SOURCE INFORMATION below:

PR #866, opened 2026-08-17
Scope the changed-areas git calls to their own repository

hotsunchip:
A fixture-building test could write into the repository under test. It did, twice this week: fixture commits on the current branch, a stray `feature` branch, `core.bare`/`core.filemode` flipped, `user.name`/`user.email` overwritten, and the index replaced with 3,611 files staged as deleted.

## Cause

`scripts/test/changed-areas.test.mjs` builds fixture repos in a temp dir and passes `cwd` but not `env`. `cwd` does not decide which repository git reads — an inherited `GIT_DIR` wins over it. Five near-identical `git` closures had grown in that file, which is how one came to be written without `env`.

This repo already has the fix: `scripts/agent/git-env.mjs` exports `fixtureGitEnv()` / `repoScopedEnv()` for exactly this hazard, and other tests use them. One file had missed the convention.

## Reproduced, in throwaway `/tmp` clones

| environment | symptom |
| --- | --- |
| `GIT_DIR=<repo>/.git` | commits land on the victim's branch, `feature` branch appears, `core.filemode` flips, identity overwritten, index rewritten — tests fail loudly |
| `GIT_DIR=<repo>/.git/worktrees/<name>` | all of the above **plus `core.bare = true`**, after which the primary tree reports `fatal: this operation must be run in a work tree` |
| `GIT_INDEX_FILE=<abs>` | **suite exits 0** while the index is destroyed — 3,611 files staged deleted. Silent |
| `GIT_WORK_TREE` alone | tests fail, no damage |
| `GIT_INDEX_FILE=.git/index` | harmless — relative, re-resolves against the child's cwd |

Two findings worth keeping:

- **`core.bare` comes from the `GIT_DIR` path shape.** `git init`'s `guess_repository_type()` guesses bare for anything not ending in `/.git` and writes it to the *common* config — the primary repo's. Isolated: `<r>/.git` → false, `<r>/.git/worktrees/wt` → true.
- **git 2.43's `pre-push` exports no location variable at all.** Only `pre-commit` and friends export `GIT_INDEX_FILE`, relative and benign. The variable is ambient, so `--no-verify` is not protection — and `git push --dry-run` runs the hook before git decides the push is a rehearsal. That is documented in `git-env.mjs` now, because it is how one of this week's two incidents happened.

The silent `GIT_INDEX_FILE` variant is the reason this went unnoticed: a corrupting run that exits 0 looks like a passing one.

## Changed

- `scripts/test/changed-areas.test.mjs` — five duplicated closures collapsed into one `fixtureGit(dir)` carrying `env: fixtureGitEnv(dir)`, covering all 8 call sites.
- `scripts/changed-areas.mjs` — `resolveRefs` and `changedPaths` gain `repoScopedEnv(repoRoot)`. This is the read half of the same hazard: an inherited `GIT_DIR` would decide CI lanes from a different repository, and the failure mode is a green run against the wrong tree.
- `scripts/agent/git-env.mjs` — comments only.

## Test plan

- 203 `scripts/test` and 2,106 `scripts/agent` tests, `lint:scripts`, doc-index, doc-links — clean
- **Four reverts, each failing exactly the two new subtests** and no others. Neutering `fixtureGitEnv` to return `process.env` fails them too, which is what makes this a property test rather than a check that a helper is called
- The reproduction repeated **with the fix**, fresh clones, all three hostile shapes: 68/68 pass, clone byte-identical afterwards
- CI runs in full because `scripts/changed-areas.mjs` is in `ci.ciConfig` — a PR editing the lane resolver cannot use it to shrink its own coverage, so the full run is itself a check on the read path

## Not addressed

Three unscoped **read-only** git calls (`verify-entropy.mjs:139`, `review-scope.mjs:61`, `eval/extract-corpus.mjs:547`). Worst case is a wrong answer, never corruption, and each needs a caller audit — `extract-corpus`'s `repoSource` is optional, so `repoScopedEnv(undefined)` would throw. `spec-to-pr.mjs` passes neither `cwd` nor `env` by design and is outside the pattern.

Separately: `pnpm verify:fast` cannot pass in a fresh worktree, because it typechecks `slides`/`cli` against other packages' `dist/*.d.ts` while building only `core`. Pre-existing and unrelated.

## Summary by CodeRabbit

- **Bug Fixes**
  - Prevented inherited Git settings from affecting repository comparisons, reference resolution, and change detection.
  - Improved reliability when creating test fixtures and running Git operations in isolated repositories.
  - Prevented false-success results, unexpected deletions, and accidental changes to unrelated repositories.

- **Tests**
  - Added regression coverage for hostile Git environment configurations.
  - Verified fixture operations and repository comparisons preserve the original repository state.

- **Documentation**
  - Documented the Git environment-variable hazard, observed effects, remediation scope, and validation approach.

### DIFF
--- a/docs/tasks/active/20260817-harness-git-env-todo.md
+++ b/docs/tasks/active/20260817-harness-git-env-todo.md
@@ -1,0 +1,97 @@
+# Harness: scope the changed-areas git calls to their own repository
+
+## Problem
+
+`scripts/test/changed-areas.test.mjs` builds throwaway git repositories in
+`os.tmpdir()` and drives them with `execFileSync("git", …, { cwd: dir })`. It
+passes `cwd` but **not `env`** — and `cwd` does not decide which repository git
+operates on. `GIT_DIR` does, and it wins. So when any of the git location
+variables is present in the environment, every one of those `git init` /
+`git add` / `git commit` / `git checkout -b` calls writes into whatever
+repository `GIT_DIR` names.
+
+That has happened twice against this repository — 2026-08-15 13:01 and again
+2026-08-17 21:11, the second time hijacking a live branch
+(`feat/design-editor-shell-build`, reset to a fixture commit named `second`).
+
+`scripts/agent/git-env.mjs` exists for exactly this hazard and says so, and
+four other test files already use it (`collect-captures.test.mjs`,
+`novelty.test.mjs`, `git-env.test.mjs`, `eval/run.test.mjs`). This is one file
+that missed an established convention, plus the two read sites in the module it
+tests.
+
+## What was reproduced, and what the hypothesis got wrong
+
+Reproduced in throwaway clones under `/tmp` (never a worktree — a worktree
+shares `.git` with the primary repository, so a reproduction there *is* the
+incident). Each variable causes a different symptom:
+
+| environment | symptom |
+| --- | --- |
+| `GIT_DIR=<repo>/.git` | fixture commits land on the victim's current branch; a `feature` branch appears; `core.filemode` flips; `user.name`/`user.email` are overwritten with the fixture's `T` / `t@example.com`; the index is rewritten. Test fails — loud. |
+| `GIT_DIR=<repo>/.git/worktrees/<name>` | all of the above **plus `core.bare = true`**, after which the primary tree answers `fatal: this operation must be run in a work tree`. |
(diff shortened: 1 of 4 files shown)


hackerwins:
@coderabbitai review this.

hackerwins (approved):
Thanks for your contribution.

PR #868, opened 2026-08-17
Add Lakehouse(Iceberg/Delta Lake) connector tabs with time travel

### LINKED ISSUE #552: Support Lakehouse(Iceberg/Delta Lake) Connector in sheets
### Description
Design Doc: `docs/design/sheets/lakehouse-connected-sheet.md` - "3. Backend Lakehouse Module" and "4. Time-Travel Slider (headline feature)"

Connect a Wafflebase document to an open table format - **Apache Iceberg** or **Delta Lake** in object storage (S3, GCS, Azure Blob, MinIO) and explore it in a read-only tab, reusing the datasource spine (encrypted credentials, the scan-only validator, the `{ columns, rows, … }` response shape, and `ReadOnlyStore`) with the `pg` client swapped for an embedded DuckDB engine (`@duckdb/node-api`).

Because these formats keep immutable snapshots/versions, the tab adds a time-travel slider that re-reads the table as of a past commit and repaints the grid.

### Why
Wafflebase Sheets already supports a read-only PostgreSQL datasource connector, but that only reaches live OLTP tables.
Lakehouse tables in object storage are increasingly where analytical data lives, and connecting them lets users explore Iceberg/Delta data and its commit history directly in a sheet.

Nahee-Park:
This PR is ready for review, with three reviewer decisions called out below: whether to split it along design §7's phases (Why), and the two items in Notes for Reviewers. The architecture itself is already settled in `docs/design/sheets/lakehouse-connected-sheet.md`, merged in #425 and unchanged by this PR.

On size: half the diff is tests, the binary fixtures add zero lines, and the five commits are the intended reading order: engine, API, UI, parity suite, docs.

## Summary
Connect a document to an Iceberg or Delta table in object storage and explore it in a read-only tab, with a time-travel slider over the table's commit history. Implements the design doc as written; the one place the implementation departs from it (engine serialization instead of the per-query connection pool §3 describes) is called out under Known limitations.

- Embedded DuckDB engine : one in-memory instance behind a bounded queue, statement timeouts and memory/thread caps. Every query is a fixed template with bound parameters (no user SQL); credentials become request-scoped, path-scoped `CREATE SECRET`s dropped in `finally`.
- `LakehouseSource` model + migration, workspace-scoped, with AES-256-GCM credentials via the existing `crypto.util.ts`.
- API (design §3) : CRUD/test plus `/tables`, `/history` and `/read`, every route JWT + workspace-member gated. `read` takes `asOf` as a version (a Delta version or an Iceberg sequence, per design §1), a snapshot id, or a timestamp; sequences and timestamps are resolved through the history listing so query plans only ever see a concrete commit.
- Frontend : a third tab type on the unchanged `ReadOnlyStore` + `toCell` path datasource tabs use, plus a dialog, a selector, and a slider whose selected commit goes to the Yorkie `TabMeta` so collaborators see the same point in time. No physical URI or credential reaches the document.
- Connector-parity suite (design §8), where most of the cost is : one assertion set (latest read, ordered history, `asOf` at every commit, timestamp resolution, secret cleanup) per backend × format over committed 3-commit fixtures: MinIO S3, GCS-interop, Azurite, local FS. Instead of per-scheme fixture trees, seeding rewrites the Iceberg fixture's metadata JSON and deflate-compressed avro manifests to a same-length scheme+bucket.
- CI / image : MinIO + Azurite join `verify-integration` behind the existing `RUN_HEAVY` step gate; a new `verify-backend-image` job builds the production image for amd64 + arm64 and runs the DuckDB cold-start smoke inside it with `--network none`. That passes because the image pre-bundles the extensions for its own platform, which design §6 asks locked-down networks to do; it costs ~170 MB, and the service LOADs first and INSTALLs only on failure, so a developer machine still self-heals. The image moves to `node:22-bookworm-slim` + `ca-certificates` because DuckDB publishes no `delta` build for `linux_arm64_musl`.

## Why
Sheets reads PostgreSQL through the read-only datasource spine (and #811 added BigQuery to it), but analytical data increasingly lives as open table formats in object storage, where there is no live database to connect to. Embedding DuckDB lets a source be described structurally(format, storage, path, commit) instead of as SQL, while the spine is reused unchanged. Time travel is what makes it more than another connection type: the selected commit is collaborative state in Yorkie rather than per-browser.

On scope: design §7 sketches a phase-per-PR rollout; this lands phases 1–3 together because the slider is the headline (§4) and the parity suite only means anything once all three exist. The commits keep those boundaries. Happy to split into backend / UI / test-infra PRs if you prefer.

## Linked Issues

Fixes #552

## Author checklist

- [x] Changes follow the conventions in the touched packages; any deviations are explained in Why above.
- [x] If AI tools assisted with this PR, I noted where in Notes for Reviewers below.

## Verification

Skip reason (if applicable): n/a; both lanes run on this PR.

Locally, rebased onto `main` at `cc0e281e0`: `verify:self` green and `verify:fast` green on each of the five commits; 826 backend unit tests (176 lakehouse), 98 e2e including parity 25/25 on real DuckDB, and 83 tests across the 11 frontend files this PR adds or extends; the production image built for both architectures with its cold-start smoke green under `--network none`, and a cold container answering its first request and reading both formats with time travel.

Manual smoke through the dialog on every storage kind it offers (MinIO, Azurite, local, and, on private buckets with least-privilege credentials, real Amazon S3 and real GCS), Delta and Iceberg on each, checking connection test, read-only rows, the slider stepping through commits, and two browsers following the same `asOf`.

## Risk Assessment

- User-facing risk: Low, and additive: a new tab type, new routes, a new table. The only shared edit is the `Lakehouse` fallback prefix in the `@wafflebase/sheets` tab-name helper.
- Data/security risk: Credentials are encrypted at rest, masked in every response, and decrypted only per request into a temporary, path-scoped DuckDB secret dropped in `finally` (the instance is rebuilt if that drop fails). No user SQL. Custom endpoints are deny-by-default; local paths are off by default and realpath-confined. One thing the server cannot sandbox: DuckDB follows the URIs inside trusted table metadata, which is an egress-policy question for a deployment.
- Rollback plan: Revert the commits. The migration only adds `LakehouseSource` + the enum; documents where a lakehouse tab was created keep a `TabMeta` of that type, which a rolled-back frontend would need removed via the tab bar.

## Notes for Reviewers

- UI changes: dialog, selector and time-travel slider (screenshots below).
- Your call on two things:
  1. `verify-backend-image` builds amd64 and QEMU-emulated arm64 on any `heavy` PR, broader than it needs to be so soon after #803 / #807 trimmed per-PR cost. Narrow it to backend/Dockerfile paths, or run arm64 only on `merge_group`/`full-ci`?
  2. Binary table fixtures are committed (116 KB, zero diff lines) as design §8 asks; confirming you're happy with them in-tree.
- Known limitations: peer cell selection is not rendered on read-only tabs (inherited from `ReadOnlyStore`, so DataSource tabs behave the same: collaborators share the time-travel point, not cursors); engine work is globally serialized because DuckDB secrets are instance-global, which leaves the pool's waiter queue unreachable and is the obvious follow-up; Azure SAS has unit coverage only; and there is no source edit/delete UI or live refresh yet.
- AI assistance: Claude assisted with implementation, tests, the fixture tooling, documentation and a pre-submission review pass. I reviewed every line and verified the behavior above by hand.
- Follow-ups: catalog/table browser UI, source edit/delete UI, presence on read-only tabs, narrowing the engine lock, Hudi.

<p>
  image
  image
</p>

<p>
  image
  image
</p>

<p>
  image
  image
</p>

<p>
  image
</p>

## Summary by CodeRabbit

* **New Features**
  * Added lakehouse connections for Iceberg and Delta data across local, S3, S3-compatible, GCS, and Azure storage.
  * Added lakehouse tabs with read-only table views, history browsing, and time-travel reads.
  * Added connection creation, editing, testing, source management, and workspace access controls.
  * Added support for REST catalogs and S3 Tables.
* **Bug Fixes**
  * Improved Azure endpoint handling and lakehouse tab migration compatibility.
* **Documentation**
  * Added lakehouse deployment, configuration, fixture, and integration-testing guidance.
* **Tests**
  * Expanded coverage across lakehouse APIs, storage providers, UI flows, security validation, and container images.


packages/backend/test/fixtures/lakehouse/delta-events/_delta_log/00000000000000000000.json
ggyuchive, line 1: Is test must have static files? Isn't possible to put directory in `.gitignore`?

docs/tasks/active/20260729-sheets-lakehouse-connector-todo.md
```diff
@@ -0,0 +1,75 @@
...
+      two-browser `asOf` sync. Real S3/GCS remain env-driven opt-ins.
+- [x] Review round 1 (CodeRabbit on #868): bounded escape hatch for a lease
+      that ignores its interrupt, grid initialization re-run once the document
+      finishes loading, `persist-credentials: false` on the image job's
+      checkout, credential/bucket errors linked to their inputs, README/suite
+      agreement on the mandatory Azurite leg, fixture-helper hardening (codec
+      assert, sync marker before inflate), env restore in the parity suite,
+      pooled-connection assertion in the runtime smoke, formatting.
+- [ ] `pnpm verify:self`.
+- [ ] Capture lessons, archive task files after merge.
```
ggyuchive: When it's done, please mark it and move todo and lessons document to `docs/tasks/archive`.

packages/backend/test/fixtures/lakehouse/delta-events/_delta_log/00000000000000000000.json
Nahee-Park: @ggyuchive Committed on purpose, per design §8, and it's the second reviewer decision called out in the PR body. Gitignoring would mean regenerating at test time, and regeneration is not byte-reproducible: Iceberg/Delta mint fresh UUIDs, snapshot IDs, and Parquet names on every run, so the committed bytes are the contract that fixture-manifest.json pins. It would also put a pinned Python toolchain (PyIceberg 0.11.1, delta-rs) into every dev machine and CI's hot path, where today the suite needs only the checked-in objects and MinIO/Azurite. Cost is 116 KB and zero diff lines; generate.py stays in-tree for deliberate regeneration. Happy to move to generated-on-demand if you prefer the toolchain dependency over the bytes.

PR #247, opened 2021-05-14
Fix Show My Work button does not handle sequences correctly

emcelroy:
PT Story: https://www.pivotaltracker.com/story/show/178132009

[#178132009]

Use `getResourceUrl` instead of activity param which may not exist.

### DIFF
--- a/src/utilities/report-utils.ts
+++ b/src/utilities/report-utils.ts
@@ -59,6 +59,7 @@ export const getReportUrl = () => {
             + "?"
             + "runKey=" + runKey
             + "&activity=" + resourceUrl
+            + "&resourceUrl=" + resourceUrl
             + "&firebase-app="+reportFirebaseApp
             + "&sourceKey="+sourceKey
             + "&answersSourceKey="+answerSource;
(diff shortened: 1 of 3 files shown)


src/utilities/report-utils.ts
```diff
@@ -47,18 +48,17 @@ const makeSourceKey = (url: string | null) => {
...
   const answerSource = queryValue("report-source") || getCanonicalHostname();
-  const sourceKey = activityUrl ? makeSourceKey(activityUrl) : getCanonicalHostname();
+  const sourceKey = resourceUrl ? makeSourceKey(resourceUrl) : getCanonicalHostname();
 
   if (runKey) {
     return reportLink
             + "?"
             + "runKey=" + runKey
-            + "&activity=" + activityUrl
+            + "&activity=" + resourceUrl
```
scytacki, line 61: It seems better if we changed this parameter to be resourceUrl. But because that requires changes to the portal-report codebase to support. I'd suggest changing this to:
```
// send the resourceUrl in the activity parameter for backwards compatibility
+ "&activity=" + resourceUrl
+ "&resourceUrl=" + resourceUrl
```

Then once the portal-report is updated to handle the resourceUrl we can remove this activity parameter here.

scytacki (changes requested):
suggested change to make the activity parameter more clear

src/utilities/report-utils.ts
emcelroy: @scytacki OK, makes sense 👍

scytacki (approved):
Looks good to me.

End of SOURCE INFORMATION.

__YOUR OBJECTIVE__
Of the entries above, repeat exactly the lines between the line with "## Reproduced, in" and the line with "8 call sites.", inclusive, and no others.

__ANSWER TO THE EXERCISE__
## Reproduced, in throwaway `/tmp` clones

| environment | symptom |
| --- | --- |
| `GIT_DIR=<repo>/.git` | commits land on the victim's branch, `feature` branch appears, `core.filemode` flips, identity overwritten, index rewritten — tests fail loudly |
| `GIT_DIR=<repo>/.git/worktrees/<name>` | all of the above **plus `core.bare = true`**, after which the primary tree reports `fatal: this operation must be run in a work tree` |
| `GIT_INDEX_FILE=<abs>` | **suite exits 0** while the index is destroyed — 3,611 files staged deleted. Silent |
| `GIT_WORK_TREE` alone | tests fail, no damage |
| `GIT_INDEX_FILE=.git/index` | harmless — relative, re-resolves against the child's cwd |

Two findings worth keeping:

- **`core.bare` comes from the `GIT_DIR` path shape.** `git init`'s `guess_repository_type()` guesses bare for anything not ending in `/.git` and writes it to the *common* config — the primary repo's. Isolated: `<r>/.git` → false, `<r>/.git/worktrees/wt` → true.
- **git 2.43's `pre-push` exports no location variable at all.** Only `pre-commit` and friends export `GIT_INDEX_FILE`, relative and benign. The variable is ambient, so `--no-verify` is not protection — and `git push --dry-run` runs the hook before git decides the push is a rehearsal. That is documented in `git-env.mjs` now, because it is how one of this week's two incidents happened.

The silent `GIT_INDEX_FILE` variant is the reason this went unnoticed: a corrupting run that exits 0 looks like a passing one.

## Changed

- `scripts/test/changed-areas.test.mjs` — five duplicated closures collapsed into one `fixtureGit(dir)` carrying `env: fixtureGitEnv(dir)`, covering all 8 call sites.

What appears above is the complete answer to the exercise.